PR #1705, opened 2026-04-03
STRIPES-901 - validate for conflicting peer dependencies.

JohnC-80:
## [STRIPES-901](https://folio-org.atlassian.net/browse/STRIPES-901)

Currently, we strip out shared singleton dependencies from ui-module builds with the [`import: false` configuration in `stripes-webpack`](https://github.com/folio-org/stripes-webpack/blob/main/module-federation-config.js#L53) so that there's no chance they'll be loaded in the bundle.
They're all mapped (forced) to use the host app's loaded dependency, so they don't make the request for a conflicting version (as they would if `import: false` were not used. Without that request, Module-federation's built-in dependency check/warn won't fire - and so we have to implement our own via this very PR!

Despite being missing from the bundled code, the version that the ui-module was built with is maintained within its generated `mf-manifest.json` file. The code here loads that file for each remote, inspects the JSON and checks for compatibility on the versions of shared dependencies. If an incompatibility is detected, a warning is emitted in the console.

 This check does *not block the rest of the modules from loading, nor does a module failing the check.
 
 This PR does include the addition of the `semver` library to `stripes-core`.
 
The console warning:
image

Example `mf-manifest.json` from compatible `react` dep:
```
  "shared": [
    {
      "id": "folio_users:react",
      "name": "react",
      "version": "18.3.1", // version ui-module is built with...
      "singleton": true,
      "requiredVersion": "~18.3",  // @folio/stripes-core's version...
      "assets": {
        "js": {
          "async": [],
          "sync": []
        },
        "css": {
          "async": [],
          "sync": []
        }
      },
      "fallback": ""
    },
```

Offending app `mf-manifest.json`:
```
  "shared": [
    {
      "id": "folio_minimal_r_19:react",
      "name": "react",
      "version": "19.2.4",  // version ui-module is built with...
      "singleton": true,
      "requiredVersion": "~18.3",  // @folio/stripes-core's version...
      "assets": {
        "js": {
          "async": [],
          "sync": []
        },
        "css": {
          "async": [],
          "sync": []
        }
      },
      "fallback": ""
    }
  ],
```

### DIFF
--- a/src/components/EntitlementLoader.js
+++ b/src/components/EntitlementLoader.js
@@ -6,6 +6,7 @@ import { useStripes } from '../StripesContext';
 import { useCallout } from '../CalloutContext';
 import { ModulesContext, useModules, modulesInitialState } from '../ModulesContext';
 import { loadEntitlement } from './loadEntitlement';
+import { validateRemoteDependencies } from './remoteDependencyValidation';
 
 // class for carrying formatted callout error messages.
 class RemoteModuleLoadingError extends Error {
@@ -212,11 +213,14 @@ const EntitlementLoader = ({ children }) => {
         }
 
         let cachedModules = modulesInitialState;
+        const validatedRemotes = remotes || [];
         const remotesWithLoadedAssets = [];
         const loadFailures = [];
 
         // if the signal is aborted, avoid all subsequent fetches, state updates...
         if (!signal.aborted) {
+          validateRemoteDependencies(validatedRemotes, signal);
+
           // load module assets (translations, icons)...
           const assetResults = await loadAllModuleAssets(stripes, remotes);
           assetResults.forEach((r, i) => {
--- a/src/components/EntitlementLoader.js
+++ b/src/components/EntitlementLoader.js
@@ -213,13 +213,12 @@ const EntitlementLoader = ({ children }) => {
         }
 
         let cachedModules = modulesInitialState;
-        const validatedRemotes = remotes || [];
         const remotesWithLoadedAssets = [];
         const loadFailures = [];
 
         // if the signal is aborted, avoid all subsequent fetches, state updates...
         if (!signal.aborted) {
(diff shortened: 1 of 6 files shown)


src/components/EntitlementLoader.js
```diff
@@ -212,11 +213,14 @@ const EntitlementLoader = ({ children }) => {
...
 
         let cachedModules = modulesInitialState;
+        const validatedRemotes = remotes || [];
         const remotesWithLoadedAssets = [];
         const loadFailures = [];
 
         // if the signal is aborted, avoid all subsequent fetches, state updates...
         if (!signal.aborted) {
+          validateRemoteDependencies(validatedRemotes, signal);
+
```
zburke: The naming is weird here. How can we set `validatedRemotes` to `remotes` on L216 if we don't call `validateRemoteDependencies()` on that list until L222?

src/components/remoteDependencyValidation.js
```diff
@@ -0,0 +1,72 @@
...
+  }
+
+  if (!satisfies(version, requiredVersion, { includePrerelease: true })) {
+    return formatDependencyMismatch(remoteName, pkgName, version, requiredVersion);
+  }
+
+  return null;
+};
+
+export const validateRemoteDependencies = async (remotes = [], signal) => {
```
zburke: "validate" is a tough prefix because it doesn't provide a clear indication how this function will behave. Still, I expected it do something more than logging the incompatibilities it found: either return booleans, or to return null or throw.

Maybe it should be called `logRemoteDependencyViolations`?

zburke (approved):
The internal naming here confused me, but in the end it does what the PR describes: log a console warning when a conflict is detected. 

I'd love to see function headers for each of the function in remoteDependencyValidation.js describing the arguments and purpose. 

I agree with sonar about the order of arguments with default values.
───
#### ASSIGNED TASK:
Lines from the top of the entries through the line with "Currently, we strip" are to be transcribed exactly, and nothing more.

#### RESPONSE AREA:
PR #1705, opened 2026-04-03
STRIPES-901 - validate for conflicting peer dependencies.

JohnC-80:
## [STRIPES-901](https://folio-org.atlassian.net/browse/STRIPES-901)

Currently, we strip out shared singleton dependencies from ui-module builds with the [`import: false` configuration in `stripes-webpack`](https://github.com/folio-org/stripes-webpack/blob/main/module-federation-config.js#L53) so that there's no chance they'll be loaded in the bundle.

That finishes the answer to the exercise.